### [Work item]
Locate each line with the string "await" in the listing below and copy it.

### [Supplied material]
PR #2071, opened 2025-11-20
Unified the call of `resetToState` in the default document builder

JohannesMeierSE:
Motivation for this PR: In a Langium project, we annotated the `LangiumDocument` with additional properties to remember special situations in order to improve performance.
- Re-setting/un-setting these additional properties is done in a customization of `resetToState()` in the `DefaultDocumentBuilder`.
- During debugging, we found, that `resetToState()` is not called for documents which are explicitly given as changed documents to the document builder. `resetToState` is called only for documents which "should be relinked" due to the changed documents.

Therefore this PR aims to unify the call of `resetToState` in the default document builder.

Details and additional changes:
- Added call of `resetToState` for all explicitly given changed documents.
  - Exception to be discussed: `build(...)` with new validation categories
- As a consequence, `LangiumDocuments.invalidateDocument` became superflous, since all its statements are already part of `resetToState`.
  - Exception: `this.indexManager.removeContent(document.uri);` was missing. This didn't caused problems, since the content is _replaced later_ with `indexManager.updateContent(...)`. The same counts for `indexManager.removeReferences` and `indexManager.updateReferences`.
    - One could argue, that this is beneficial, since the information might be useful to identify other affected documents (`shouldRelink`).
    - But that strongly depends on the DSL. Additionally, it is inconsistent, since references of documents are reset at different points in time.
  - Additionally this improves separation of concerns a lot, since `LangiumDocuments` now focuses on storing documents (add, remove, get documents), while the document builder focuses on processing and updating document-related data. Disadvantage: This is a breaking API change!
  - Therefore the code is kept, but not used anymore with corresponding `@deprecated` comments.
- Fixed an important bug: If `resetToState` is used to mark documents to be updated with `document.state >= DocumentState.Linked` and `update` is called later without explicitly providing the URI of this document, this document is _not_ rebuild.
- Introduced `cleanUpDeleted` for deleted documents, this refactoring ensures a similar code structure.
- `getDocuments` was not exposed in the `LangiumDocuments` service.
- Fixed a gap: Update documents after updates of `updateBuildOptions`
- Might improve the performance and enable faster LSP responses: Mark documents as complete, when they are completed, not after completing the whole build
- Introduced `ValidationRegistry.getAllValidationCategories(LangiumDocument)` to easily integrate custom validations and provide different validation categories for different documents. By default, the `ValidationRegistry` just collects all validation categories, for which some checks are registered (plus the default categories).

### DIFF
--- a/packages/langium/src/workspace/document-builder.ts
+++ b/packages/langium/src/workspace/document-builder.ts
@@ -19,7 +19,7 @@ import { MultiMap } from '../utils/collections.js';
 import { OperationCancelled, interruptAndCheck, isOperationCancelled } from '../utils/promise-utils.js';
 import { stream } from '../utils/stream.js';
 import { UriUtils, type URI } from '../utils/uri-utils.js';
-import { ValidationCategory } from '../validation/validation-registry.js';
+import type { ValidationCategory } from '../validation/validation-registry.js';
 import { DocumentState } from './documents.js';
 import type { FileSystemProvider } from './file-system-provider.js';
 import type { WorkspaceManager } from './workspace-manager.js';
@@ -151,9 +151,10 @@ export class DefaultDocumentBuilder implements DocumentBuilder {
     protected readonly langiumDocumentFactory: LangiumDocumentFactory;
     protected readonly textDocuments: TextDocumentProvider | undefined;
     protected readonly indexManager: IndexManager;
-    protected readonly serviceRegistry: ServiceRegistry;
     protected readonly fileSystemProvider: FileSystemProvider;
     protected readonly workspaceManager: () => WorkspaceManager;
+    protected readonly serviceRegistry: ServiceRegistry;
+
     protected readonly updateListeners: DocumentUpdateListener[] = [];
     protected readonly buildPhaseListeners = new MultiMap<DocumentState, DocumentBuildListener>();
     protected readonly documentPhaseListeners = new MultiMap<DocumentState, DocumentPhaseListener>();
@@ -268,15 +269,11 @@ export class DefaultDocumentBuilder implements DocumentBuilder {
 
     protected findMissingValidationCategories(document: LangiumDocument, options: BuildOptions | undefined): ValidationCategory[] {
         const state = this.buildState.get(document.uri.toString());
-        const allCategories = this.getAllValidationCategories(document);
-        const executedCategories = new Set(state?.result?.validationChecks ?? (state?.completed ? allCategories : []));
+        const allCategories = this.serviceRegistry.getServices(document.uri).validation.ValidationRegistry.getAllValidationCategories(document);
+        const executedCategories = state?.result?.validationChecks ? new Set(state?.result?.validationChecks) : state?.completed ? allCategories : new Set();
         const requestedCategories = (options === undefined || options.validation === true) ? allCategories
             : typeof options.validation === 'object' ? (options.validation.categories ?? allCategories) : [];
-        return requestedCategories.filter(requested => !executedCategories.has(requested));
-    }
-
-    protected getAllValidationCategories(_document: LangiumDocument): readonly ValidationCategory[] {
-        return ValidationCategory.defaults;
+        return stream(requestedCategories).filter(requested => !executedCategories.has(requested)).toArray();
     }
 
     protected async findChangedUris(changed: URI): Promise<URI[]> {
--- a/packages/langium/test/validation/document-validator.test.ts
+++ b/packages/langium/test/validation/document-validator.test.ts
@@ -4,9 +4,9 @@
  * terms of the MIT License, which is available in the project root.
  ******************************************************************************/
 
-import { AstUtils, DefaultDocumentBuilder, type AstNode, type LangiumDocument, type Module, type ValidationAcceptor, type ValidationCategory, type ValidationChecks } from 'langium';
+import { AstUtils, type AstNode, type ValidationAcceptor, type ValidationChecks } from 'langium';
 import { createServicesForGrammar } from 'langium/grammar';
-import type { LangiumServices, LangiumSharedServices, PartialLangiumSharedServices } from 'langium/lsp';
+import type { LangiumServices } from 'langium/lsp';
 import type { ValidationHelperOptions, ValidationResult } from 'langium/test';
 import { validationHelper } from 'langium/test';
 import { beforeAll, describe, expect, test } from 'vitest';
@@ -272,20 +272,8 @@ describe('Register Before/AfterDocument logic for validations with state', () =>
         let validate: (input: string, options?: ValidationHelperOptions) => Promise<ValidationResult<AstNode>>;
 
         beforeAll(async () => {
-            class DocumentBuilderWithAdditionalValidationCategory extends DefaultDocumentBuilder {
-                // The `validationHelper` below uses "BuildOptions.validation = true" to execute all validation categories (see API documentation for the value `true`).
-                //  Therefore we need to register the custom validation category to be included in all these validation categories.
-                protected override getAllValidationCategories(document: LangiumDocument): readonly ValidationCategory[] {
-                    return [ ...super.getAllValidationCategories(document), 'user' ];
-                }
-            }
             const services = await createServicesForGrammar({
-                grammar,
-                sharedModule: <Module<LangiumSharedServices, PartialLangiumSharedServices>>{
-                    workspace: {
-                        DocumentBuilder: services => new DocumentBuilderWithAdditionalValidationCategory(services),
-                    },
-                },
+                grammar
             });
             const validationChecksUser: ValidationChecks<object> = {
                 AstNode: [
--- a/packages/langium/src/validation/validation-registry.ts
+++ b/packages/langium/src/validation/validation-registry.ts
@@ -14,7 +14,7 @@ import type { MaybePromise } from '../utils/promise-utils.js';
 import { isOperationCancelled } from '../utils/promise-utils.js';
 import type { Stream } from '../utils/stream.js';
 import { stream } from '../utils/stream.js';
-import type { DocumentSegment } from '../workspace/documents.js';
+import type { DocumentSegment, LangiumDocument } from '../workspace/documents.js';
 
 export type DiagnosticInfo<N extends AstNode, P extends string = Properties<N>> = {
     /** The AST node to which the diagnostic is attached. */
@@ -133,11 +133,13 @@ type ValidationCheckEntry = {
  * Manages a set of `ValidationCheck`s to be applied when documents are validated.
  */
 export class ValidationRegistry {
-    private readonly entries = new MultiMap<string, ValidationCheckEntry>();
-    private readonly reflection: AstReflection;
+    protected readonly entries = new MultiMap<string, ValidationCheckEntry>();
+    protected readonly knownCategories = new Set(ValidationCategory.defaults);
 
-    private entriesBefore: ValidationPreparation[] = [];
-    private entriesAfter: ValidationPreparation[] = [];
+    protected readonly reflection: AstReflection;
+
+    protected entriesBefore: ValidationPreparation[] = [];
+    protected entriesAfter: ValidationPreparation[] = [];
 
     constructor(services: LangiumCoreServices) {
         this.reflection = services.shared.AstReflection;
@@ -155,6 +157,7 @@ export class ValidationRegistry {
         if (category === 'built-in') {
             throw new Error("The 'built-in' category is reserved for lexer, parser, and linker errors.");
         }
+        this.knownCategories.add(category); // remember custom/user-defined categories
         for (const [type, ch] of Object.entries(checksRecord)) {
             const callbacks = ch as ValidationCheck | ValidationCheck[];
             if (Array.isArray(callbacks)) {
@@ -272,4 +275,7 @@ export class ValidationRegistry {
         return this.entriesAfter;
     }
 
+    getAllValidationCategories(_document: LangiumDocument): ReadonlySet<ValidationCategory> {
+        return this.knownCategories;
+    }
 }


packages/langium/src/workspace/documents.ts
```diff
@@ -465,19 +460,6 @@ export class DefaultLangiumDocuments implements LangiumDocuments {
...
-        const langiumDoc = this.documentTrie.find(uriString);
-        if (langiumDoc) {
-            const linker = this.serviceRegistry.getServices(uri).references.Linker;
-            linker.unlink(langiumDoc);
-            langiumDoc.state = DocumentState.Changed;
-            langiumDoc.localSymbols = undefined;
-            langiumDoc.diagnostics = undefined;
-        }
-        return langiumDoc;
-    }
```
sailingKieler, line 479: This is a breaking change that we cannot/should not merge into a minor release of Langium 4.
But we can delegate back to the document builder's `resetToState()` method if a document is present. ... and keep a ToDo of consolidating with the next major release — if that will ever emerge...

packages/langium/src/workspace/document-builder.ts
```diff
@@ -375,6 +372,11 @@ export class DefaultDocumentBuilder implements DocumentBuilder {
         }
     }
 
+    resetToDeleted<T extends AstNode>(document: LangiumDocument<T>): void {
```
sailingKieler: I see your attempt to stay in line with `resetToState` but it sounds weird to me. What about
```suggestion
    cleanUpDeleted<T extends AstNode>(document: LangiumDocument<T>): void {
```

packages/langium/test/workspace/document-builder.test.ts
```diff
@@ -757,6 +757,187 @@ describe('DefaultDocumentBuilder', () => {
...
+
+            // update A
+            builder.checkBeforeBuild = () => {
+                expect(documentA.references).toHaveLength(0);
+                expect(documentA.localSymbols).toBe(undefined);
+                expect(documentA.diagnostics).toBe(undefined);
+                expect(documentB.localSymbols).not.toBe(undefined);
+                expect(documentB.diagnostics).toBe(undefined);
+            };
+            await builder.update([documentA.uri], []);
```
sailingKieler, line 973: The builder should behave the same when triggered this way, shouldn't it?
```suggestion
            await builder.update([], []);
```

packages/langium/src/workspace/document-builder.ts
```diff
@@ -220,23 +220,24 @@ export class DefaultDocumentBuilder implements DocumentBuilder {
...
                 // This allows to cancel the parsing process later in case we need it.
-                const newDocument = this.langiumDocumentFactory.fromModel({ $type: 'INVALID' }, changedUri);
-                newDocument.state = DocumentState.Changed;
-                this.langiumDocuments.addDocument(newDocument);
+                changedDocument = this.langiumDocumentFactory.fromModel({ $type: 'INVALID' }, changedUri);
+                changedDocument.state = DocumentState.Changed; // required, since `langiumDocumentFactory.fromModel` marks the new document as `DocumentState.Parsed`
+                this.langiumDocuments.addDocument(changedDocument);
             }
+            this.resetToState(changedDocument, DocumentState.Changed);
             this.buildState.delete(changedUri.toString());
```
sailingKieler: I suggest to move this line into `resetToState` (at the beginning).
Then the `doc.state < DocumentState.Linked`/`doc.state < DocumentState.Validated` part below can be dropped completely I think.

packages/langium/src/workspace/document-builder.ts
```diff
@@ -220,23 +220,24 @@ export class DefaultDocumentBuilder implements DocumentBuilder {
             const deletedDocs = this.langiumDocuments.deleteDocuments(deletedUri);
             for (const doc of deletedDocs) {
                 deletedUris.push(doc.uri);
+                this.resetToDeleted(doc);
                 this.buildState.delete(doc.uri.toString());
```
sailingKieler: Consequently, this line can go into the method called before.

packages/langium/test/workspace/document-builder.test.ts
```diff
@@ -757,6 +757,187 @@ describe('DefaultDocumentBuilder', () => {
...
+            checkDocumentStateAfterBuild();
+
+            expect(builder.resetted).toHaveLength(1);
+            expect(builder.resetted[0]).toBe('/testA.txt: Changed');
+            expect(builder.actuallyBuilt).toHaveLength(2);
+            expect(builder.actuallyBuilt[0]).toBe('/testA.txt');
+            expect(builder.actuallyBuilt[1]).toBe('/testB.txt');
+        });
```
sailingKieler, line 1011: Very nice tests.
Could you add a sentence or two in comment on the practical use cases you had in mind for the latter two tests (if they exist)?

I would love to see one more test that cancels the build, e.g. after the scope computation phase or once one document has been linked, and resumes via another call of
```
await builder.update([], []);
```

packages/langium/src/workspace/documents.ts
JohannesMeierSE: Yes, the initial PR demonstrated the ideal case for discussion.

I now keep the initial API, but don't use them anymore.

packages/langium/src/workspace/document-builder.ts
JohannesMeierSE: done

packages/langium/test/workspace/document-builder.test.ts
JohannesMeierSE: Yes, there are some new test cases now, which use this approach.

packages/langium/src/workspace/document-builder.ts
JohannesMeierSE: I now finally checked, that the case of `resetToState` without clearing the `buildState` don't matter. Therefore I did this now.

I am still not sure, whether skipping `doc.state < DocumentState.Validated` is a nice idea, but yes, probably that is possible

packages/langium/src/workspace/document-builder.ts
JohannesMeierSE: done

packages/langium/test/workspace/document-builder.test.ts
JohannesMeierSE: Not sure, whether my updates fulfill your needs ...

packages/langium/src/workspace/documents.ts
```diff
@@ -404,14 +413,18 @@ export interface LangiumDocuments {
 
 export class DefaultLangiumDocuments implements LangiumDocuments {
 
+    protected readonly services: LangiumSharedCoreServices;
     protected readonly langiumDocumentFactory: LangiumDocumentFactory;
-    protected readonly serviceRegistry: ServiceRegistry;
+    protected _documentBuilder: DocumentBuilder;
+    protected get documentBuilder(): DocumentBuilder {
+        return this._documentBuilder ??= this.services.workspace.DocumentBuilder;
+    }
```
msujew: Minor: I don't think we actually need to cache this.

packages/langium/src/workspace/document-builder.ts
```diff
@@ -254,15 +249,30 @@ export class DefaultDocumentBuilder implements DocumentBuilder {
...
+    protected resultsAreIncomplete(document: LangiumDocument, options: BuildOptions | undefined): boolean {
+        return this.findMissingValidationCategories(document, options).length >= 1;
+    }
+
+    protected findMissingValidationCategories(document: LangiumDocument, options: BuildOptions | undefined): ValidationCategory[] {
+        const state = this.buildState.get(document.uri.toString());
+        const executedCategories = new Set(state?.result?.validationChecks ?? (state?.completed ? ValidationCategory.all : []));
+        const requestedCategories = (options === undefined || options.validation === true) ? ValidationCategory.all
+            : typeof options.validation === 'object' ? (options.validation.categories ?? ValidationCategory.all) : [];
+        return stream(requestedCategories).filter(requested => !executedCategories.has(requested)).toArray();
```
msujew: Minor: Why create a stream and not just execute `.filter` on the `requestedCategories` array?

packages/langium/src/workspace/document-builder.ts
```diff
@@ -369,12 +375,26 @@ export class DefaultDocumentBuilder implements DocumentBuilder {
...
 
+    // TODO open question, to be discussed during the review: Shall we expose this method in the Interface, as done for `resetToState`?
+    cleanUpDeleted<T extends AstNode>(document: LangiumDocument<T>): void {
+        this.buildState.delete(document.uri.toString());
+        this.indexManager.remove(document.uri);
+        // In the current implementation, this line is not necessary, since the state is already set before.
+        //  This line does not hurt and makes the code to be in sync with `resetToState`.
+        //  If `cleanUpDeleted` is made available outside (see TODO above), this line becomes necessary.
+        document.state = DocumentState.Changed;
+    }
```
msujew: Suggestion: I believe this is an implementation detail and should be `protected`. To phrase the question differently: Is there a reason for adopters to manually call this method, compared to `update` with the deleted URIs? I don't think so.

packages/langium/test/validation/document-validator.test.ts
```diff
@@ -328,11 +328,11 @@ describe('Register Before/AfterDocument logic for validations with state', () =>
...
         });
 
-        test('default categories', async () => {
+        test('default categories dont include user-defined categories', async () => {
             const validationResult = await validate('model test');
             const diagnostics = validationResult.diagnostics;
-            expect(diagnostics).toHaveLength(2);
-            expect(diagnostics.filter(d => d.severity === 1)).toHaveLength(1); // 1 error
+            expect(diagnostics).toHaveLength(1); // only 'fast' issues
+            expect(diagnostics.filter(d => d.severity === 1)).toHaveLength(0); // 0 error
```
msujew: Question: Is this a breaking change in the behavior?

packages/langium/src/workspace/documents.ts
spoenemann: 👍 instead of storing the `services` in a property, just define `documentBuilder` as a provider function
```typescript
    private documentBuilder: () => DocumentBuilder;
```
and set it in the constructor:
```typescript
this.documentBuilder = () => services.workspace.DocumentBuilder;
```
(we've already done it this way in other services to avoid cyclic references)

As the dependency is only here for backwards-compatibility of a deprecated method, I'd define the property as private so we can remove it later.

packages/langium/test/validation/document-validator.test.ts
spoenemann: Yes it is. The validation helper sets the validation options to `true` if not set. The current documentation (`document-builder.ts` l. 38) says:

> `true` enables all validation checks and forces revalidating the documents

The restriction to `'fast'` issues should only apply when documents are updated through LSP.

packages/langium/src/workspace/document-builder.ts
```diff
@@ -625,11 +656,12 @@ export class DefaultDocumentBuilder implements DocumentBuilder {
      */
     protected async validate(document: LangiumDocument, cancelToken: CancellationToken): Promise<void> {
         const validator = this.serviceRegistry.getServices(document.uri).validation.DocumentValidator;
-        const validationSetting = this.getBuildOptions(document).validation;
-        const options = typeof validationSetting === 'object' ? validationSetting : undefined;
-        const diagnostics = await validator.validateDocument(document, options, cancelToken);
+        const options = this.getBuildOptions(document);
+        const validationOptions = typeof options.validation === 'object' ? { ...options.validation } : {};
+        validationOptions.categories = this.findMissingValidationCategories(document, options); // execute only not-yet-executed categories
```
spoenemann, line 663: I suspect the changed behavior observed in one of the tests is because of this additional call to `findMissingValidationCategories`. Why is it necessary?

The problem is that we don't know _all_ validation categories. We could fix it like this:
- Rename `ValidationCategory.all` to `ValidationCategory.defaults` (keep `all` and mark deprecated)
- Add a public property `allValidationCategories` to `DefaultDocumentBuilder` which is initialized with `ValidationCategory.defaults` – adopters (and our tests) can change this if they define additional categories
- Use the `allValidationCategories` property in `findMissingValidationCategories`

packages/langium/src/workspace/documents.ts
JohannesMeierSE: Very nice, thanks a lot!

packages/langium/src/workspace/document-builder.ts
JohannesMeierSE: done

packages/langium/src/workspace/document-builder.ts
JohannesMeierSE: I agree. Additionally, the state of the document is set to `Changed`, since we have no `Deleted`. Therefore the deletion is the document is not persisted and cannot be applied during a following call of `update(...)`.

packages/langium/test/validation/document-validator.test.ts
JohannesMeierSE: You are right. I made custom categories more explicit in the API documentation.

packages/langium/src/workspace/document-builder.ts
JohannesMeierSE: Yes, that is correct. I like your approach and realized it:
- I am not sure about the new name `defaults` (instead of `all`), but I found no better name
- Instead of a public property `allValidationCategories`, I introduced a method `protected getAllValidationCategories(LangiumDocument)` to enable different validation categories for different documents (that might be necessary in multi-language projects).

JohannesMeierSE:
@spoenemann @msujew Thanks for your reviews, I just pushed the corresponding changes. This PR is ready for another review.

Last small issue to discuss: I would like to call `resetToState` even in line 198 to be consistent, since we reset the state of the document. But that would loose the build state and the diagnostics of the already executed validation categories. I found no great solution for this (small) issue yet. Maybe you have an idea?

packages/langium/src/workspace/document-builder.ts
```diff
@@ -254,15 +250,35 @@ export class DefaultDocumentBuilder implements DocumentBuilder {
...
+    protected findMissingValidationCategories(document: LangiumDocument, options: BuildOptions | undefined): ValidationCategory[] {
+        const state = this.buildState.get(document.uri.toString());
+        const allCategories = this.getAllValidationCategories(document);
+        const executedCategories = new Set(state?.result?.validationChecks ?? (state?.completed ? allCategories : []));
+        const requestedCategories = (options === undefined || options.validation === true) ? allCategories
+            : typeof options.validation === 'object' ? (options.validation.categories ?? allCategories) : [];
+        return requestedCategories.filter(requested => !executedCategories.has(requested));
+    }
+
+    protected getAllValidationCategories(_document: LangiumDocument): readonly ValidationCategory[] {
```
spoenemann: Now that this is a service method, IMO it would make sense to move this to the `DocumentValidator` service interface.

JohannesMeierSE: @spoenemann  I like the idea of including `getAllValidationCategories` into the service interface, but IMO `ValidationRegistry` is slightly more appropriate than `DocumentValidator`: As a user of Langium, you work with the `ValidationRegistry` to register checks, including checks for custom validation category. Therefore it is easier to touch only one instead of two services.

Detail: I am not sure, whether the input parameter `document: LangiumDocument` makes sense here anymore, since the `ValidationRegistry` is already language-dependent.

Additionally, I found a nice way to collect custom categories in the `ValidationRegistry`, i.e. there is no need to customize a default implementation anymore in order to support new validation categories.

### [Answer area]
             const services = await createServicesForGrammar({
+            await builder.update([documentA.uri], []);
            await builder.update([], []);
await builder.update([], []);
             const validationResult = await validate('model test');
-        const diagnostics = await validator.validateDocument(document, options, cancelToken);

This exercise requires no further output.